BEGIN Data supplied

PR #3880, opened 2021-09-17
Docker files chore

alvicsam:
Renamed docker files with unified naming convention, adjusted .gitlab-ci.yml and documentation.
Moved docker folder to script/docker/polkadot, adjusted scripts and documentation.

Closes https://github.com/paritytech/ci_cd/issues/197


TriplEight (changes requested):
- Please add the metadata to https://github.com/paritytech/polkadot/blob/1c0c709a92de263dcf7edadc7c96f2eb847b3c38/scripts/docker/polkadot/manual.Dockerfile and mention a scripts/docker/polkadot/README.md there.
  Metadata should be quite similar to the same in `ci.` and `release.` Dockerfiles, just mention the type of the image in the description and have different links.
- please decide something stable with the naming convention (this is a first time we apply it, and it's not yet really written). So, where to put `ci/manual/release/debug` before the name or not (`collator_ci` vs `ci_collator`), what to use in which case - underscore or hyphen (`ci_debug` vs `staking**_**miner**-**ci`). And it would be a good help to write this naming so it would go to the fresh policy document.

chevdor (changes requested):
I don't think the naming of image is appropriate.
For instance an image called `ci-debug` could belong to any project and do anything...
I commented out the naming in the issue that initiated this PR.

TriplEight:
also commented to the initial issue

scripts/docker/staking-miner/staking_miner_injected.Dockerfile
```diff
@@ -9,7 +9,7 @@ LABEL io.parity.image.authors="devops-team@parity.io" \
 	io.parity.image.vendor="Parity Technologies" \
 	io.parity.image.title="${IMAGE_NAME}" \
 	io.parity.image.description="staking-miner for substrate based chains" \
-	io.parity.image.source="https://github.com/paritytech/polkadot/blob/${VCS_REF}/scripts/docker/staking-miner/staking_miner-injected.Dockerfile" \
+	io.parity.image.source="https://github.com/paritytech/polkadot/blob/${VCS_REF}/scripts/docker/staking-miner/staking_miner-ci.Dockerfile" \
```
chevdor, line 12:
```suggestion
	io.parity.image.source="https://github.com/paritytech/polkadot/blob/${VCS_REF}/scripts/docker/staking-miner/staking_miner_injected.Dockerfile" \
```

chevdor (changes requested):
minor issue with one image name

.github/workflows/publish-docker-release.yml
```diff
@@ -29,7 +29,7 @@ jobs:
         uses: docker/build-push-action@v2
         with:
           push: true
-          file: scripts/docker/release.Dockerfile
+          file: scripts/docker/polkadot_builder_docker.Dockerfile
```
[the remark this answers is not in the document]
chevdor: I am not sure about the `_docker` part... A dockerfile is obviously a docker thing.
IMO that should be: `polkadot_injected_release.Dockerfile`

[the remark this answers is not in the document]
alvicsam: Here I was a little bit confused with naming because from what I understood this file is needed for creating a docker image and publishing it to docker hub. That's why I added `_docker` here as an indicator.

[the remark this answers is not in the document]
chevdor: IMO the name of the file should describe what the file **IS** and not what it is used for.
For instance, one Dockerfile maybe used in CI and no longer tomorrow (or the other way around) so `ci` does not have a place in the name of an image. So the main question is **what is the image about**.

I would not even mention **apt** in the name as this is an implementation detail. Today we may use apt and tomorrow we will do something else (potentially...).

NOTE: If some images are very similar, they may be generated from the same dockerfile, published with the same name but use another TAG. We may consider this for instance for some debug images with more flags.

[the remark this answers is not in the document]
alvicsam: Sounds good. In this case I'll add info about docker into image description.

chevdor:
Sorry for the nits but I think this PR is the place set those.

## Multiple files vs ARG
Do we really want to have `polkadot_injected_release.Dockerfile` and `polkadot_injected_debug.Dockerfile` or could we manage with a single file and an ARG to describe this `debug`/`release` ? If we really have 2 files for polkadot, we probably also will need 2 for the collatator, staking-miner, etc... and that will explode the number of files.

## Naming

I think we still have a mix in the names. For the `staking-miner` for instance, it should be everywhere (file names, doc, etc...) `staking-miner_foobar` and not `staking_miner_foobar`.

TriplEight:
@chevdor this all sounds good, thank you for your help.
I'd like to add that i.e. the `collator_injected.Dockerfile` and `polkadot_injected_debug.Dockerfile` are identical and the difference is only the binary name, we could definitely put it into `ARG`.
The question here is where to draw the line. We could
- put a binary name into `ARG` and remove every second Dockerfile (i.e. polkadot/collator/staking_miner ones)
- put a conditional script into `ARG` and tell it to run an "injection" logic or "a docker builder pattern". This would leave us with just a couple of Dockerfiles and a script, so no need to maintain pairs of similar files. From this point it becomes increasingly complicated and less readable.
-  go all-in into templating Dockerfiles and even end up removing all of them in favour of some templating language

I suggest we take the first approach and see if it's good enough.

scripts/docker/polkadot/polkadot_builder.Dockerfile
```diff
@@ -0,0 +1,40 @@
+FROM docker.io/paritytech/ci-linux:production as builder
+LABEL io.parity.image.authors="devops-team@parity.io" \
+	io.parity.image.vendor="Parity Technologies" \
+	io.parity.image.title="builder" \
+	io.parity.image.description="This is the build stage for Polkadot. Here we create the binary." \
+	io.parity.image.source="https://github.com/paritytech/polkadot/blob/master/scripts/docker/polkadot/polkadot_builder.Dockerfile" \
+	io.parity.image.documentation="https://github.com/paritytech/polkadot/scripts/docker/polkadot/README.md"
+
+ARG PROFILE=release
```
chevdor, line 9: Not a blocker but I ended up removing this ARG in other images as I don't think it makes much sense to build anything but a release version.

scripts/docker/polkadot/polkadot_builder.Dockerfile
```diff
@@ -0,0 +1,40 @@
...
+WORKDIR /polkadot
+
+COPY . /polkadot
+
+RUN cargo build --$PROFILE
```
chevdor, line 14:
```suggestion
RUN cargo build --$PROFILE --locked
```

scripts/docker/polkadot/polkadot_builder.Dockerfile
```diff
@@ -0,0 +1,40 @@
...
+
+RUN useradd -m -u 1000 -U -s /bin/sh -d /polkadot polkadot && \
+	mkdir -p /polkadot/.local/share && \
+	mkdir /data && \
+	chown -R polkadot:polkadot /data && \
+	ln -s /data /polkadot/.local/share/polkadot && \
+	rm -rf /usr/bin /usr/sbin
+
+USER polkadot
+EXPOSE 30333 9933 9944
```
chevdor, line 37:
```suggestion
EXPOSE 30333 9933 9944 9615
```

scripts/docker/polkadot/polkadot_builder.Dockerfile
```diff
@@ -0,0 +1,40 @@
...
+VOLUME ["/data"]
+
+CMD ["/usr/local/bin/polkadot"]
```
chevdor, line 40: I suggest aligning the way we use this image with how the injected image works.

```suggestion
ENTRYPOINT ["/usr/local/bin/polkadot"]
```

scripts/docker/polkadot/polkadot_builder.Dockerfile
```diff
@@ -0,0 +1,40 @@
...
+
+RUN cargo build --$PROFILE
+
+# ===== SECOND STAGE ======
+
+FROM docker.io/library/ubuntu:20.04
+LABEL io.parity.image.authors="devops-team@parity.io" \
+	io.parity.image.vendor="Parity Technologies" \
+	io.parity.image.title="builder" \
+	io.parity.image.description="This is the 2nd stage: a very small image where we copy the Polkadot binary." \
```
chevdor, line 22: The part:
```
This is the 2nd stage: a very small image where we copy the Polkadot binary.
```
can be kept as comment but this does not really describe the image.
```suggestion
	io.parity.image.description="Polkadot: a platform for web3. This is a self-buit multistage image." \
```

scripts/docker/collator_injected.Dockerfile
```diff
@@ -10,7 +10,7 @@ LABEL io.parity.image.authors="devops-team@parity.io" \
 	io.parity.image.vendor="Parity Technologies" \
 	io.parity.image.title="${IMAGE_NAME}" \
 	io.parity.image.description="adder-collator image" \
```
chevdor, line 12:
```suggestion
	io.parity.image.description="Injected adder-collator Docker image" \
```

scripts/docker/polkadot/polkadot_builder.Dockerfile
```diff
@@ -0,0 +1,40 @@
+FROM docker.io/paritytech/ci-linux:production as builder
+LABEL io.parity.image.authors="devops-team@parity.io" \
+	io.parity.image.vendor="Parity Technologies" \
+	io.parity.image.title="builder" \
+	io.parity.image.description="This is the build stage for Polkadot. Here we create the binary." \
```
chevdor, line 5: I don't think the builder images need all those labels. Those images are transient and will never be published unlike the second stage. We probably can cut that down to keep the image more readable.
@TriplEight any take on that?

scripts/docker/polkadot_injected_release.Dockerfile
```diff
@@ -4,12 +4,13 @@ FROM docker.io/library/ubuntu:20.04
...
 ARG BUILD_DATE
 ARG POLKADOT_VERSION
+ARG POLKADOT_GPGKEY=9D4B2B6EB8F97156D19669A9FF0812D491B96798
 
 LABEL io.parity.image.authors="devops-team@parity.io" \
 	io.parity.image.vendor="Parity Technologies" \
 	io.parity.image.title="parity/polkadot" \
-	io.parity.image.description="Polkadot: a platform for web3" \
-	io.parity.image.source="https://github.com/paritytech/polkadot/blob/${VCS_REF}/scripts/docker/Dockerfile" \
+	io.parity.image.description="Publish Polkadot Docker image for new releases" \
```
chevdor, line 12:
```suggestion
	io.parity.image.description="Polkadot: a platform for web3. This is the official Parity image with an injected binary." \
```

scripts/docker/polkadot_injected_release.Dockerfile
```diff
@@ -22,12 +23,11 @@ RUN apt-get update && \
 	DEBIAN_FRONTEND=noninteractive apt-get install -y --no-install-recommends \
 		libssl1.1 \
 		ca-certificates \
-		curl \
 		gnupg && \
 	useradd -m -u 1000 -U -s /bin/sh -d /polkadot polkadot && \
 # add repo's gpg keys and install the published polkadot binary
-	gpg --recv-keys --keyserver hkps://keys.mailvelope.com 9D4B2B6EB8F97156D19669A9FF0812D491B96798 && \
-	gpg --export 9D4B2B6EB8F97156D19669A9FF0812D491B96798 > /usr/share/keyrings/parity.gpg && \
+	gpg --recv-keys --keyserver hkps://keys.mailvelope.com ${POLKADOT_GPGKEY} && \
```
chevdor, line 29: I think it could be useful to extract an ARG for the key server. Keyservers do go down and if the one we use here does go down, we will no longer be able to build the image. With an ARG, we can use the same default but that allows an external override (from CI for instance) without having to touch the image.

scripts/docker/staking-miner/staking-miner_builder.Dockerfile
```diff
@@ -20,7 +20,7 @@ LABEL io.parity.image.authors="devops-team@parity.io" \
 	io.parity.image.vendor="Parity Technologies" \
 	io.parity.image.title="${IMAGE_NAME}" \
 	io.parity.image.description="staking-miner for substrate based chains" \
```
chevdor, line 22:
```suggestion
	io.parity.image.description="${IMAGE_NAME} for substrate based chains" \
```

scripts/docker/staking-miner/staking-miner_builder.Dockerfile
```diff
@@ -20,7 +20,7 @@ LABEL io.parity.image.authors="devops-team@parity.io" \
...
-	io.parity.image.source="https://github.com/paritytech/polkadot/blob/${VCS_REF}/scripts/docker/staking-miner/staking_miner-builder.Dockerfile" \
+	io.parity.image.source="https://github.com/paritytech/polkadot/blob/${VCS_REF}/scripts/docker/staking-miner/staking-miner_builder.Dockerfile" \
```
chevdor, line 23:
```suggestion
	io.parity.image.source="https://github.com/paritytech/polkadot/blob/${VCS_REF}/scripts/docker/${IMAGE_NAME}/${IMAGE_NAME}_builder.Dockerfile" \
```

scripts/docker/staking-miner/staking-miner_injected.Dockerfile
```diff
@@ -9,7 +9,7 @@ LABEL io.parity.image.authors="devops-team@parity.io" \
 	io.parity.image.vendor="Parity Technologies" \
 	io.parity.image.title="${IMAGE_NAME}" \
 	io.parity.image.description="staking-miner for substrate based chains" \
```
chevdor, line 11:
```suggestion
	io.parity.image.description="${IMAGE_NAME} for substrate based chains" \
```

scripts/docker/staking-miner/staking-miner_injected.Dockerfile
```diff
@@ -9,7 +9,7 @@ LABEL io.parity.image.authors="devops-team@parity.io" \
...
-	io.parity.image.source="https://github.com/paritytech/polkadot/blob/${VCS_REF}/scripts/docker/staking-miner/staking_miner-injected.Dockerfile" \
+	io.parity.image.source="https://github.com/paritytech/polkadot/blob/${VCS_REF}/scripts/docker/staking-miner/staking-miner_injected.Dockerfile" \
```
chevdor, line 12:
```suggestion
	io.parity.image.source="https://github.com/paritytech/polkadot/blob/${VCS_REF}/scripts/docker/${IMAGE_NAME}/${IMAGE_NAME}_injected.Dockerfile" \
```

chevdor (changes requested):
I made quite a bunch of suggestion to help with the maintenance of those images in the future.

chevdor (approved):
LGTM, thanks for the big work !

scripts/docker/polkadot/polkadot_builder.Dockerfile
TriplEight: Yeah, totally, I think it was there more for explicity.

scripts/docker/polkadot/polkadot_builder.Dockerfile
TriplEight: The idea behind it was a policy-as-a-code in future that would check that every Dockerfile has metadata. But good point on readability, makes sense to make an exclusion for the files with the specific `*builder*` in the name for such policy.

TriplEight: It's OK to have simple explanation comments instead of the full metadata in such files.

TriplEight (changes requested):

scripts/docker/polkadot/polkadot_builder.Dockerfile
chevdor: I initially used that when I made the first images thinking `debug` image could be useful but that never happened to be really the case.

TriplEight (approved):

TriplEight:
now you should wait until https://github.com/paritytech/polkadot/pull/3807 gets merged

chevdor:
As a side note (I can open another issue if you prefer), it would be super convenient to have an injected docker image where the binary is built with all features. That would help with `try-runtime` for instance.

TriplEight:
@chevdor in another PR please

chevdor:
New issue about a new image with `all-features`: #3925

.gitlab-ci.yml
```diff
@@ -210,7 +210,7 @@ test-build-linux-stable:
     - echo "Polkadot version = ${VERSION} (EXTRATAG = ${EXTRATAG})"
     - echo -n ${VERSION} > ./artifacts/VERSION
     - echo -n ${EXTRATAG} > ./artifacts/EXTRATAG
-    - cp -r scripts/docker/* ./artifacts
+    - cp scripts/docker/* ./artifacts
```
chevdor, line 213: Are you sure about that one ?
I see we have already the staking miner images under [its own folder](https://github.com/paritytech/polkadot/tree/master/scripts/docker/staking-miner).

Since we expect to have at least 2 images (injected + builder) pro binary, we will likely have only folders under `scripts/docker` so the `-r` will become useful.

alvicsam: >Are you sure about that one ?
Yes and no :)
So currently in .gitlab-ci.yml we use only files in scripts/docker/ folder (excluding subfolders). I wasn't sure about staking-miner but I couldn't find any steps related to it. But I don't know about future intensions.
Also need @TriplEight opinion.

chevdor: The staking-miner is rather new, so are its images. But those should be built/published as well just like polkadot:
- simple test build of the 'builder' image
- build + push on release for the 'injected' image

PR #3884, opened 2021-09-17
chore: update `builder` image

chevdor:
This PR refreshes the multistage `builder` Docker image and aligns it with the `injected` parity image.

⚠️ BREAKING: This image introduces a breaking change to align with the `injected` image behavior: `polkadot` is now the entrypoint. So the image is no longer used as `docker run -it <image> polkadot --version` but as `docker run -it <image> --version` (the binary `polkadot` should not longer be provided).

- [x] add metadata
- [x] use ubuntu:20.04 as base
- [x] add label `io.parity.image.type="builder"`
- [x] remove labels not relevant to images not built via CI
- [x] align the entrypoint with the `injected` image
- [x] align the volumes with the `injected` image
- [x] fix exposed ports
- [x] rename to a more specific dockerfile name

fix #9765


docker/polkadot_builder.Dockerfile
```diff
@@ -0,0 +1,42 @@
...
+# This is the 2nd stage: a very small image where we copy the Polkadot binary."
+FROM docker.io/library/ubuntu:20.04
+
+LABEL description="Multistage Docker image for Polkadot: a platform for web3" \
+    io.parity.image.type="builder" \
+    io.parity.image.authors="chevdor@gmail.com, devops-team@parity.io" \
+	io.parity.image.vendor="Parity Technologies" \
+	io.parity.image.description="Polkadot: a platform for web3" \
+	io.parity.image.source="https://github.com/paritytech/polkadot/blob/${VCS_REF}/docker/Dockerfile" \
+	io.parity.image.documentation="https://github.com/paritytech/polkadot/"
```
TriplEight, line 22: different padding

docker/docker-compose-local.yml
```diff
@@ -7,6 +7,7 @@ services:
       - "30333:30333"
       - "9933:9933"
       - "9944:9944"
+      - "9615:9615"
     image: chevdor/polkadot:latest
```
TriplEight, line 11: would be great to refer to the latest official release here

docker/docker-compose-local.yml
```diff
@@ -22,6 +23,7 @@ services:
       - "30344:30344"
       - "9935:9935"
       - "9945:9945"
+      - "9615:9615"
     image: chevdor/polkadot:latest
```
TriplEight, line 27: would be great to refer to the latest official release here

TriplEight (changes requested):
CC another container chore at the same time https://github.com/paritytech/polkadot/pull/3880

docker/polkadot_builder.Dockerfile
chevdor: fixed

docker/docker-compose-local.yml
chevdor: fixed

docker/docker-compose-local.yml
chevdor: fixed

scripts/dockerfiles/polkadot/docker-compose-local.yml
```diff
@@ -1,35 +1,39 @@
...
+      - "9615:9615"
+    image: parity/polkadot:latest
     volumes:
       - "polkadot-data-alice:/data"
-    command: polkadot --chain=polkadot-local --alice -d /data --node-key 0000000000000000000000000000000000000000000000000000000000000001
+    command: |
+      --chain=polkadot-local
+      --alice
+      -d /data
+      --node-key 0000000000000000000000000000000000000000000000000000000000000001
```
TriplEight, line 16: does it assume the binary?

scripts/dockerfiles/polkadot/docker-compose-local.yml
```diff
@@ -1,35 +1,39 @@
...
     volumes:
       - "polkadot-data-bob:/data"
     links:
       - "node_alice:alice"
-    command: polkadot --chain=polkadot-local --bob -d /data --port 30344 --rpc-port 9935 --ws-port 9945 --bootnodes '/ip4/172.28.1.1/tcp/30333/p2p/QmRpheLN4JWdAnY7HGJfWFNbfkQCb6tFf4vvA6hgjMZKrR'
+    command: |
+      --chain=polkadot-local
+      --bob
+      -d /data
+      --bootnodes '/ip4/172.28.1.1/tcp/30333/p2p/QmRpheLN4JWdAnY7HGJfWFNbfkQCb6tFf4vvA6hgjMZKrR'
```
TriplEight, line 36: does it assume the binary?

scripts/dockerfiles/polkadot/docker-compose.yml
```diff
@@ -1,16 +1,23 @@
...
-    image: chevdor/polkadot:latest
+    image: parity/polkadot:latest
     volumes:
       - "polkadot-data:/data"
-    command: polkadot
+    command: |
+      --unsafe-rpc-external
+      --unsafe-ws-external
+      --rpc-cors all
+      --prometheus-external
```
TriplEight, line 14: does it assume the binary?

scripts/dockerfiles/polkadot/polkadot_builder.Dockerfile
```diff
@@ -1,27 +1,35 @@
...
+	mkdir -p /data /polkadot/.local/share && \
 	chown -R polkadot:polkadot /data && \
-	ln -s /data /polkadot/.local/share/polkadot && \
-	rm -rf /usr/bin /usr/sbin
+	ln -s /data /polkadot/.local/share/polkadot
 
+# check if executable works in this container
+RUN /usr/local/bin/polkadot --version
+
+RUN	rm -rf /usr/bin /usr/sbin
```
TriplEight, line 30: why do you want to remove `/usr/bin` from the image that's intended to be used in the local experiments?

TriplEight (changes requested):

scripts/dockerfiles/polkadot/polkadot_builder.Dockerfile
TriplEight: also padding

scripts/dockerfiles/polkadot/docker-compose-local.yml
chevdor: there is an [entrypoint](https://github.com/paritytech/polkadot/blob/be7dbb2c036d0ba6a979ac22f6b4b3f352ad9fb3/scripts/dockerfiles/polkadot/polkadot_builder.Dockerfile#L36)

scripts/dockerfiles/polkadot/docker-compose-local.yml
chevdor: there is an [entrypoint](https://github.com/paritytech/polkadot/blob/be7dbb2c036d0ba6a979ac22f6b4b3f352ad9fb3/scripts/dockerfiles/polkadot/polkadot_builder.Dockerfile#L36)

scripts/dockerfiles/polkadot/polkadot_builder.Dockerfile
chevdor: I had this removal initially and decided to keep it but I did consider removing (.. the rm).

> from the image that's intended to be used in the local experiments?

Who says that? Users may use the image for `subkey` for instance.

Here are the pros/cons or the removal:

## pros
- safer
- (slightly) smaller image
- the image is made to use the binaries we provide, not to fiddle around with bash, curl & Co.
- safe by default but users can comment out the line and build an image where those are not removed

## cons
- cannot bash into the container
- may surprise some users
- admitedly, this container is not running 24/7 and will be short lived so we may not need the extra safety

As conclusion, I think it is better to go safer by default and avoid making assumptions about **how** users will use the image. Still users can easily get more freedom by commenting out the line.

I would be fine removing this `rm` if you can provide a sample use case where we'd need something in `/usr/bin` while using this image.

TriplEight: Wait, I thought `builder_*.Dockerfile` are designed for the developers to build a binary in a reproducible env to play with it in the first place. To not have to setup the exact Rust versions and other deps. Not to run as a validator, etc.
I realize that actually we can't tell or control its' usage, it's just the main usecase is dependent on how we advertise it.

chevdor: > are designed for the developers to build a binary in a reproducible env to play with it in the first place.

I definitely don't think this the only use case. I also see the case of validators who want to build their own binary + image themselves.

TriplEight: OK, sounds good to me. Then let's just do the following.

scripts/dockerfiles/polkadot/docker-compose-local.yml
TriplEight: ah missed the line

scripts/dockerfiles/polkadot/polkadot_builder.Dockerfile
```diff
@@ -1,27 +1,35 @@
...
+	mkdir -p /data /polkadot/.local/share && \
 	chown -R polkadot:polkadot /data && \
-	ln -s /data /polkadot/.local/share/polkadot && \
-	rm -rf /usr/bin /usr/sbin
+	ln -s /data /polkadot/.local/share/polkadot
 
+# check if executable works in this container
+RUN /usr/local/bin/polkadot --version
+
+RUN rm -rf /usr/bin /usr/sbin
```
TriplEight, line 30:
```suggestion
	ln -s /data /polkadot/.local/share/polkadot && \
# unclutter and minimize the attack surface
	rm -rf /usr/bin /usr/sbin && \
# check if executable works in this container
	/usr/local/bin/polkadot --version

```
Less layers, better test

TriplEight (changes requested):

TriplEight (approved):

END Data supplied

§ Task directions: Show every line from the entries that includes the word "stable".

§ Reply:
- please decide something stable with the naming convention (this is a first time we apply it, and it's not yet really written). So, where to put `ci/manual/release/debug` before the name or not (`collator_ci` vs `ci_collator`), what to use in which case - underscore or hyphen (`ci_debug` vs `staking**_**miner**-**ci`). And it would be a good help to write this naming so it would go to the fresh policy document.
@@ -210,7 +210,7 @@ test-build-linux-stable:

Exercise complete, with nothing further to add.